Failure: Dealing with failure is a key leadership skill.
Losing better than winning?
A leader needs to develop a good sense of recognizing failure and turning it into a learning experience. Failure does not have to be a big deal, but most people’s natural tendencies are the opposite of what needs to happen in order to turn a failure into a learning experience and not a confidence breaker. Too often those in leadership make failure too personal and try to cover up those failings. The road to success is paved with stones of failure. The two truly go hand in hand.
In racquetball I often state that winning is great but it does very little to improving my game. Losing on the other hand exposes many opportunities for improvement. The overwhelming feedback that winning provides is that I am better than the other person. My evaluation usually stops there.
Losing causes me to examine so much more. What did I do well? What did I do horrible? Where can I improve for next time? Did I observe weaknesses in their game that I can better exploit next game? Losing creates a new passion inside me to succeed next game.
Don’t be afraid to fail
The fear of failure is ingrained in us at an early age. We become afraid of the potential negative instead of the reward of the potential gain. On a walk yesterday with my 4 year old I observed this practice. He was walking along a ledge that was beside the sidewalk. There was a step up in the ledge, about 4 inches. The ledge was now about 4 feet from the sidewalk (on the other side was rocks and they were about two feet down. My son froze. All he could see was the four feet he would fall. When I asked him about this, he said he was afraid of falling. When I asked him why he wasn’t afraid of falling before the step up, he replied ” I just wasn’t thinking about falling then.”

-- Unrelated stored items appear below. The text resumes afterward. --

PR #1312, opened 2018-11-06
Implement ResultSet and GroupResultSet for protobuf streams

stuartcarnie:
This PR provides new implementations of a number of components required for merging data streams from storage.

The `reads.ResponseWriter` is an existing type that is responsible for streaming data from local TSM data. It transforms a local `reads.ResultSet` or `reads.GroupResultSet` into a stream of Protocol buffer messages that can be serialized to a stream, such as a network.

* `ResultSetStreamReader` implements a protobuf reader for these frames and produces an implementation of a `reads.ResultSet` on the client.
`GroupResultSetStreamReader` implements a protobuf reader for these frames that produces an implementation of a `reads.GroupResultSet` on the client.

How frequently does this play a role in your life? After a little change or variation in your plan, do you only see the possible negative outcome? How does this affect your results? This is why it is critical that you understand that only through failure, will you find success. The faster you experience failure, the faster you will discover the lessons for success.
Failure is a lesson
Leadership expert Robin Sharma shares that “the more you go to your limits, the more your limits will expand…The fears you don’t face become your walls.” In his book The Leader Who Had No Title one of the main characters, a ski instructor, points out that “tough runs build better skiers.”
Why does understanding this principle help to overcome the fear of failure? Basically, there is a shift in perception on the value of failure. Stop associating failure with no value or negative value. Create the paradigm shift that failure is a benefit, that it is the accelerant so that you can succeed faster. By changing this value, the fear of failure is reduced. The power is placed on the correct purpose.